Large files may require some patience to import, so progress provides important feedback during this step.
## Summarization
Once we're imorted our VCF data, we'll want to explore our vcfR object to validate that its contents are what we expect.
Two relevant tools are the object's `show` method as wellas the `head()` command.
```{r}
vcf
```
When we execute the object's name with no function we implement the object's `show` method.
The `show` method for vcfR objects reports a summary of the object's contents.
Here we see that we have 18 samples and 22,031 variants.
We should know how many samples were in our experiment.
This number should be compared to the value reported here.
We may similarly have some information about how many variants should be in the file.
That number can also be compared to the value reported here.
```{r}
head(vcf)
```
The `head()` function reports the head, or the top, of an object.
A vcfR object consists of three slots: meta, fix and gt.
Here we see the first few lines or rows of each slot.
More information on VCF data can be found in the section [vcf_data](./vcf_data.html).
## Queries
Once we have validated that our vcfR object contains the data we expect we may want to explore it further.
```{r}
head(is.polymorphic(vcf, na.omit = TRUE))
head(is.biallelic(vcf))
```
VCF files report only variable, or polymorphic, positions.
This means that all positions in your VCF file should have been polymorphic.
The package vcfR allows you to manipulate VCF data.
For example, you may want to omit certain samples.
If the samples you omit were the only ones polymorphic for certain positions you may have rendered these positions unpolymorphic.
Note that columns of the 'fix' slot contains summaries over all samples.
If you remove samples then these summaries are no longer accurate, so make sure you keep this in mind when making these changes.
This function allows you to query the positions to validate that they are polymorphic.
The function `is.biallelic()` queries positions to determine if they contain no more than two alleles.
Some downstream analyses can only handle biallelic loci.
Some R object from other packages, or file formats for other softwares, can only handle biallelic loci.
This funciton helps validate if loci contain more than two alleles and can help manage this situation if desired.
```{r}
vcf2 <- extract.indels(vcf)
```
Variants contained in VCF data may include single nucleotide polymorphisms (SNPs) as well as indels or more complicated features.
Some analyses may require that only SNPs are used (e.g., when a mutation model is used).
In these cases it may be useful to subset the data to only the SNPs.
The function `extract.indels()` may be used for this.
Note that it is different from the previous queries in that it subsets the vcfR object for you instead of just returning an index.

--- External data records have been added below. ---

PR #2222, opened 2017-03-28
Spanish version of the README file

rjmalagon:
This is a spanish translation of the README file

### DIFF
--- a/README_es.md
+++ b/README_es.md
@@ -1,0 +1,53 @@
+Zcash 1.0.8
+===========
+
+[Inglés](README.md)
+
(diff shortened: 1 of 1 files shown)


arcalinea:
We keep translations of several docs here: https://github.com/zcash/zcash-docs

Should we include translations of the README there as well, or packaged with this code?

arcalinea:
Thank you for translating this, @rjmalagon . I moved it here, with the rest of our translated docs: https://github.com/zcash/zcash-docs/tree/master/es

Closing this PR now

PR #2225, opened 2017-03-29
Bitcoin 0.12 wallet PRs 1

str4d:

- bitcoin/bitcoin#6057
- bitcoin/bitcoin#5994
- bitcoin/bitcoin#6415
- bitcoin/bitcoin#6567
- bitcoin/bitcoin#6645
- bitcoin/bitcoin#5924
- bitcoin/bitcoin#6906
- bitcoin/bitcoin#6669
- bitcoin/bitcoin#6887 (non-QT parts)
- bitcoin/bitcoin#7010
- bitcoin/bitcoin#6851
- bitcoin/bitcoin#7103
- bitcoin/bitcoin#7096 (non-QT parts)

Part of #2074.


str4d:
Summary of reviews:

PR | @daira | @bitcartel | Will include
--- | --- | --- | ---
bitcoin/bitcoin#6057 | | |
bitcoin/bitcoin#5994 | | |
bitcoin/bitcoin#6415 | | |
bitcoin/bitcoin#6567 | | |
bitcoin/bitcoin#6645 | | |
bitcoin/bitcoin#5924 | | |
bitcoin/bitcoin#6906 | | |
bitcoin/bitcoin#6669 | | |
bitcoin/bitcoin#6887 | | |
bitcoin/bitcoin#7010 | | |
bitcoin/bitcoin#6851 | | |
bitcoin/bitcoin#7103 | | |
bitcoin/bitcoin#7096 | | |

str4d:
@daira:
> [1] I consider these pruning-related PRs to be too risky for 1.0.11 given the time available for review.
> [2] Seems unnecessary for 1.0.11. (bitcoin/bitcoin#6567 only fixes a bug in bitcoin/bitcoin#5994)

These should be fine given sufficient review time (as this PR was bumped from 1.0.11 anyway).

> [3] Although earlier error-reporting is usually better, this fails to import other keys if one key is corrupt, which might be a regression.

That's not the case. `ReadKeyValue` is only used during wallet loading or recovery. In the former case, a failed key read marks the wallet load operation as `DB_CORRUPT` (to prevent later operations that might write to the on-disk wallet and make things worse), but doesn't halt wallet loading (later valid key records are loaded). In the latter case, corrupt records are skipped.

> [4] Needs further discussion; we don't want to automatically take upstream fee policy PRs, without careful consideration of whether they will lead to fee escalation as has happened in Bitcoin.

- bitcoin/bitcoin#6669 is just a refactor, and has no policy effects.
- bitcoin/bitcoin#6887 ostensibly [makes the QT wallet do what the internal wallet already did](https://github.com/bitcoin/bitcoin/pull/6887#issuecomment-150880476), but the change to `GetMinimumFee()` affects `CWallet::CreateTransaction()`, which is used in the RPC. I'll need to digest the commits @MarcoFalke referenced more closely.
- bitcoin/bitcoin#7103 fixes a bug in `settxfee` and `paytxfee` (which are part of our current API) by disabling the broken code by default AFAICT.
- bitcoin/bitcoin#7096 (the one commit we take here) fixes the underlying problem, and moves the relevant code behind coinControl.
  - We won't end up using it anywhere, because we removed the QT GUI, and the RPC methods (both here and upstream) don't use it. But on balance of making future merges easier, I'm inclined to take it.

> [5] Shielded txns can have no transparent outputs. ACK on the ``includeWatching`` change.

I agree that 9cb5133711d15e1de148c05433b91f1fe256a16f needs to be adjusted in context of shielded transactions. I'll review whether `fundrawtransaction` works for shielding transactions, and add another commit as appropriate (adjusting the message, the condition, or both).

str4d:
Rebased on 1.0.12 to undo some minor merge conflict resolutions now that #2564 has been merged.

str4d:
Dropping from 1.0.14 due to lack of review.

str4d:
Rebased on master to fix merge conflicts. I'll need to rebase again once #2912 is merged, as bitcoin/bitcoin#5994 is now present there too.

mms710:
@str4d could you split this up into several PRs so they can be reviewed faster (great parallelization!)?

str4d:
Rebased on master.

I'm going to split this PR out into smaller chunks, in parallel with some more backports. Hopefully that will be easier to review 😅

str4d:
Rebased on master to fix merge conflicts caused by parts of this PR being merged in other PRs. I think this PR is finally small enough that it could be merged on its own!

Next up is going over the old review and checking what still applies.

PR #2227, opened 2017-03-29
Use real number of cores, ignore virtual cores

str4d:

- bitcoin/bitcoin#6361
- bitcoin/bitcoin#6370

Part of #2074.

### DIFF
--- a/src/init.cpp
+++ b/src/init.cpp
@@ -333,7 +333,7 @@ std::string HelpMessage(HelpMessageMode mode)
     strUsage += HelpMessageOpt("-loadblock=<file>", _("Imports blocks from external blk000??.dat file") + " " + _("on startup"));
     strUsage += HelpMessageOpt("-maxorphantx=<n>", strprintf(_("Keep at most <n> unconnectable transactions in memory (default: %u)"), DEFAULT_MAX_ORPHAN_TRANSACTIONS));
     strUsage += HelpMessageOpt("-par=<n>", strprintf(_("Set the number of script verification threads (%u to %d, 0 = auto, <0 = leave that many cores free, default: %d)"),
-        -(int)boost::thread::hardware_concurrency(), MAX_SCRIPTCHECK_THREADS, DEFAULT_SCRIPTCHECK_THREADS));
+        -GetNumCores(), MAX_SCRIPTCHECK_THREADS, DEFAULT_SCRIPTCHECK_THREADS));
 #ifndef WIN32
     strUsage += HelpMessageOpt("-pid=<file>", strprintf(_("Specify pid file (default: %s)"), "zcashd.pid"));
 #endif
@@ -901,7 +901,7 @@ bool AppInit2(boost::thread_group& threadGroup, CScheduler& scheduler)
     // -par=0 means autodetect, but nScriptCheckThreads==0 means no concurrency
     nScriptCheckThreads = GetArg("-par", DEFAULT_SCRIPTCHECK_THREADS);
     if (nScriptCheckThreads <= 0)
-        nScriptCheckThreads += boost::thread::hardware_concurrency();
+        nScriptCheckThreads += GetNumCores();
     if (nScriptCheckThreads <= 1)
         nScriptCheckThreads = 0;
     else if (nScriptCheckThreads > MAX_SCRIPTCHECK_THREADS)
--- a/src/metrics.cpp
+++ b/src/metrics.cpp
@@ -45,6 +45,12 @@ bool AtomicTimer::running()
     return threads > 0;
 }
 
+uint64_t AtomicTimer::threadCount()
+{
+    std::unique_lock<std::mutex> lock(mtx);
+    return threads;
+}
+
 double AtomicTimer::rate(const AtomicCounter& count)
 {
     std::unique_lock<std::mutex> lock(mtx);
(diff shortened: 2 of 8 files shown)


str4d:
These were extracted from #2099 because @bitcartel wanted to see benchmarks.

src/metrics.cpp
```diff
@@ -193,11 +193,7 @@ int printMiningStatus(bool mining)
     if (mining) {
         int nThreads = GetArg("-genproclimit", 1);
         if (nThreads < 0) {
-            // In regtest threads defaults to 1
-            if (Params().DefaultMinerThreads())
-                nThreads = Params().DefaultMinerThreads();
-            else
-                nThreads = boost::thread::hardware_concurrency();
+            nThreads = GetNumCores();
```
str4d: That's a fair point. I'll rework the final commit.

src/init.cpp
```diff
@@ -333,7 +333,7 @@ std::string HelpMessage(HelpMessageMode mode)
     strUsage += HelpMessageOpt("-loadblock=<file>", _("Imports blocks from external blk000??.dat file") + " " + _("on startup"));
     strUsage += HelpMessageOpt("-maxorphantx=<n>", strprintf(_("Keep at most <n> unconnectable transactions in memory (default: %u)"), DEFAULT_MAX_ORPHAN_TRANSACTIONS));
     strUsage += HelpMessageOpt("-par=<n>", strprintf(_("Set the number of script verification threads (%u to %d, 0 = auto, <0 = leave that many cores free, default: %d)"),
```
daira: It's confusing that the first format specifier is ``%u`` even though the value is negative. I know this is tinyformat, not printf, and it doesn't matter, but changing it to ``%d`` might avoid confusion in other readers.

src/util.cpp
```diff
@@ -908,3 +908,13 @@ std::string LicenseInfo()
            FormatParagraph(_("This product includes software developed by the OpenSSL Project for use in the OpenSSL Toolkit <https://www.openssl.org/> and cryptographic software written by Eric Young and UPnP software written by Thomas Bernard.")) +
            "\n";
 }
+
+int GetNumCores()
+{
+#if BOOST_VERSION >= 105600
```
daira: Shall we remove the conditional compilation now, or in a separate PR?

daira:
utACK modulo comments.

src/init.cpp
str4d: - This is unrelated to this PR, so should be a separate issue.
- This is unchanged in upstream, so any changes should be sent there too.
- I cannot find documentation for `strprintf` *anywhere*, so I can't figure out what the actual meaning of `%u` is meant to be.

src/util.cpp
str4d: I'd (weakly) prefer a separate PR, so that it's all in one place.

src/init.cpp
bitcartel: When this is built and help displayd, what does the %u show?  Is it -numcores or some garbled number?  If the latter, it should be fixed with %d.

str4d: After compiling this branch:

```
$ ./src/zcashd --help
[snip]
  -par=<n>
       Set the number of script verification threads (-2 to 16, 0 = auto, <0 =
       leave that many cores free, default: 0)
[snip]
$ lscpu
[snip]
CPU(s):                4
On-line CPU(s) list:   0-3
Thread(s) per core:    2
Core(s) per socket:    2
```

So `%u` is behaving correctly.

nathan-at-least:
Removed from 1.0.9 until we have more thorough benchmarks. Upped the priority from `Continuous Improvement` to `Priority 0. Security and Stability` because verification performance issues are impacting network stability.

str4d:
Ran the `connectblockslow` benchmark on this locally (after manually merging into master), and I see a slight difference relative to master:

```
$ lscpu
Architecture:          x86_64
CPU op-mode(s):        32-bit, 64-bit
Byte Order:            Little Endian
CPU(s):                4
On-line CPU(s) list:   0-3
Thread(s) per core:    2
Core(s) per socket:    2
Socket(s):             1
NUMA node(s):          1
Vendor ID:             GenuineIntel
CPU family:            6
Model:                 78
Model name:            Intel(R) Core(TM) i7-6600U CPU @ 2.60GHz
Stepping:              3
CPU MHz:               570.609
CPU max MHz:           3400.0000
CPU min MHz:           400.0000
BogoMIPS:              5615.85
Virtualization:        VT-x
L1d cache:             32K
L1i cache:             32K
L2 cache:              256K
L3 cache:              4096K
```

### Master

```
./qa/zcash/performance-measurements.sh time connectblockslow
block-107134.tar.xz: OK
[
  {
    "runningtime": 7.495237
  },
  {
    "runningtime": 7.965589
  },
  {
    "runningtime": 8.168818999999999
  },
  {
    "runningtime": 8.525677
  },
  {
    "runningtime": 8.36509
  },
  {
    "runningtime": 8.496638000000001
  },
  {
    "runningtime": 8.366125
  },
  {
    "runningtime": 8.385983
  },
  {
    "runningtime": 8.715863000000001
  },
  {
    "runningtime": 8.652714
  }
]
```

### Master + #2227

```
$ ./qa/zcash/performance-measurements.sh time connectblockslow
block-107134.tar.xz: OK
[
  {
    "runningtime": 7.618545
  },
  {
    "runningtime": 7.956783
  },
  {
    "runningtime": 8.409409
  },
  {
    "runningtime": 9.33662
  },
  {
    "runningtime": 8.889386999999999
  },
  {
    "runningtime": 8.486127
  },
  {
    "runningtime": 8.747571000000001
  },
  {
    "runningtime": 8.602565
  },
  {
    "runningtime": 9.254985
  },
  {
    "runningtime": 8.717552
  }
]
```

That suggests there may be a slight performance regression for the default case, but IMHO it's not significant; I tend to agree with the reasoning in bitcoin/bitcoin#6361, and think it's better that we don't by default overload the user's machine.

ebfull:
utACK but make sure an issue is created for https://github.com/zcash/zcash/pull/2227#pullrequestreview-31825524 etc.

str4d:
Opened #2445.

@zkbot r+

PR #2241, opened 2017-04-07
Use a larger -rpcclienttimeout for slow performance measurements

### LINKED ISSUE #2238: Fix Buildbot hanging during performance benchmarks
During the merge run-up to 1.0.8, the performance benchmarks on https://ci.z.cash/ started hanging during `solveequihash`. At the time I though this was just related to the various other ongoing Buildbot problems, but now I think it is a separate issue that appears to have been caused by merging #2176 ([before](https://ci.z.cash/builders/zcashperformance/builds/175), [after](https://ci.z.cash/builders/zcashperformance/builds/176)). My current thinking is that it is hanging because it's the first benchmark that amounts to an RPC call taking over half an hour to return (though I don't yet know whether that is a significant number - it could be anything over 10 minutes).

str4d:
Closes #2238.

### DIFF
--- a/qa/zcash/performance-measurements.sh
+++ b/qa/zcash/performance-measurements.sh
@@ -8,6 +8,16 @@ function zcash_rpc {
     ./src/zcash-cli -datadir="$DATADIR" -rpcwait -rpcuser=user -rpcpassword=password -rpcport=5983 "$@"
 }
 
+function zcash_rpc_slow {
+    # Timeout of 1 hour
+    ./src/zcash-cli -datadir="$DATADIR" -rpcwait -rpcuser=user -rpcpassword=password -rpcport=5983 -rpcclienttimeout=3600 "$@"
+}
+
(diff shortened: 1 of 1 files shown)


str4d:
This only touches the performance benchmark script, and [has been tested](https://ci.z.cash/builders/zcashperformance/builds/192) to ensure it fixes the problem. Self-ACK because this needs to be in now before anything else, to fix performance metrics collection.

@zkbot r+

str4d:
@zkbot force

str4d:
Hmm... @ebfull or @ageis could you see why Homu isn't merging this? And maybe review at the same time :stuck_out_tongue_winking_eye:

ageis:
@zkbot force

ageis:
@zkbot force

ageis:
@zkbot r+

ageis:
@zkbot retry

This allows the rapid creation of vcfR object that should only contain SNPs.
## Subsetting
The package vcfR provides the ability to manipulte VCF data.
With this functionality comes the ability to create invalide VCF files.
When done with forethought this provides valuable options.
When not done with forethought this is likely to create problems.
Please familiarize yourself with the VCF specification if your goal is to output valid VCF files.
If your goal is to create different formats of your data then these tools may be helpful.
```{r}
vcf[,1:4]
vcf[1:4,]
vcf[is.biallelic(vcf),]
```
The square brackets (`[]`) have been implemented for vcfR objects in order to allow their manipulation appear similar to other R objects.
The vcfR object's 'fix' and 'gt' slots consist of matrices.
When columns are selected, by subsetting after the comma, only columns from the 'gt' slot are manipulated and the 'fix' slot is maintained.
Note that the first column of the 'gt' slot contains the format information for all of the subsequent columns.
This means you will typically want to include the first column.
When selecting rows, by indexing before the comma, both the 'fix' and 'gt' slots are subset.
Subsetting can be performed in typical R manners such as the numeric sequences provided above.
They can also be combined with the query functions presented above to facilitate more complex operations.